2002: MaineSAIL co-director on UMaine Research Honor Roll
Prof. Elise Turner was among the top 25 researchers on campus in terms of overhead research dollars brought into the University, according to a 2002 report.
Summer 2002: ECAI'02 workshop on context
Prof. Roy Turner co-organized, with Patrick Brézillon of the University of Paris VI, a tutorial on ``Models and Use of Context in Artificial Intelligence'', which took place at the 2002 European Conference on Artificial Intelligence (Lyon, France).

Summer 2001: Student presents papers at CONTEXT'01
Robert Arritt (Ph.D. student) presented two papers at CONTEXT'01, the Third International and Interdisciplinary Conference on Modeling and Using Context, in Dundee, Scotland, in July, 2001. Robert kindly agreed to present these papers, authored by Elise and Roy Turner, when they could not attend the conference.
Interagent communication project funded by Office of Naval Research
Prof. Elise Turner's project, ``Communication during Collaborative Problem Solving in Autonomous Oceanographic Sampling Networks'', has been funded by the Office of Naval Research for $365,000, with an additional $194,286 in matching funds from UMaine. This project is related to the CoDA Project.

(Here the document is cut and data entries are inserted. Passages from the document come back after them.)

Issue #140, opened 2021-11-23
Feature: Configuration API


XavierGeerinck:
## Describe the proposal

https://docs.dapr.io/developing-applications/building-blocks/configuration/

Will also close #258

XavierGeerinck:
Assigned tanvigour  as requested in #143

XavierGeerinck:
https://github.com/dapr/dapr/issues/2988#issuecomment-881511141

tanvigour:
Hey @XavierGeerinck Is this being worked on currently?

XavierGeerinck:
Hi @tanvigour this is, but we are awaiting a dapr/dapr release to resolve issues in tests

PR #154, opened 2022-01-17
Initial Tests and Code for Configuration API

XavierGeerinck:
Signed-off-by: Xavier Geerinck <xavier.geerinck@gmail.com>

# Description

Implemented Configuration API

## Issue reference

Please reference the issue this PR will close: #140 

## Checklist

* [x] Code compiles correctly
* [x] Created/updated tests

## Open Questions

- [ ] AppId, why is this used? https://github.com/dapr/dapr/issues/2988#issuecomment-881511141 shows GetConfigurationRequest with appId but is not used in implementation at https://github.com/dapr/dapr/blob/master/dapr/proto/runtime/v1/dapr.proto#L90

Orca project gets new funding
The Orca Project, which focuses on intelligent control of autonomous underwater vehicles (AUVs), recently received a $417,000 award from the Office of Naval Research for continued work on intelligent mission control and context-sensitive reasoning for single-agent and multiagent system control. Orca is directed by Prof. Roy Turner.